───── DATA SUPPLIED ─────

PR #4727, opened 2020-06-05
additional asserts and comments in torrent::on_blocks_hashed

arvidn:
This is me trying to understand the constraints on this function. As far as I can tell, these additional asserts should hold.

### DIFF
--- a/src/torrent.cpp
+++ b/src/torrent.cpp
@@ -4040,22 +4040,45 @@ namespace {
 				ret = false;
 				break;
 			}
-			auto result = get_hash_picker().set_block_hash(piece, i * default_block_size, block_hashes[i]);
+			auto const result = get_hash_picker().set_block_hash(piece
+				, i * default_block_size, block_hashes[i]);
 
-			block_passed[i] = result.status == set_block_hash_result::result::success;
 			if (result.status == set_block_hash_result::result::success)
 			{
-				TORRENT_ASSERT(result.first_verified_block <= blocks_in_piece);
+				TORRENT_ASSERT(result.first_verified_block < blocks_in_piece);
+				TORRENT_ASSERT(blocks_in_piece <= blocks_per_piece);
+
+				// all verified ranges should always be full pieces or less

─────

YOUR INSTRUCTIONS =
Copy each line exactly, beginning at the one with "ret = false;" and stopping after the last line of the entries. Include nothing else.

SOLUTION BELOW =
 				ret = false;
 				break;
 			}
-			auto result = get_hash_picker().set_block_hash(piece, i * default_block_size, block_hashes[i]);
+			auto const result = get_hash_picker().set_block_hash(piece
+				, i * default_block_size, block_hashes[i]);
 
-			block_passed[i] = result.status == set_block_hash_result::result::success;
 			if (result.status == set_block_hash_result::result::success)
 			{
-				TORRENT_ASSERT(result.first_verified_block <= blocks_in_piece);
+				TORRENT_ASSERT(result.first_verified_block < blocks_in_piece);
+				TORRENT_ASSERT(blocks_in_piece <= blocks_per_piece);
+
+				// all verified ranges should always be full pieces or less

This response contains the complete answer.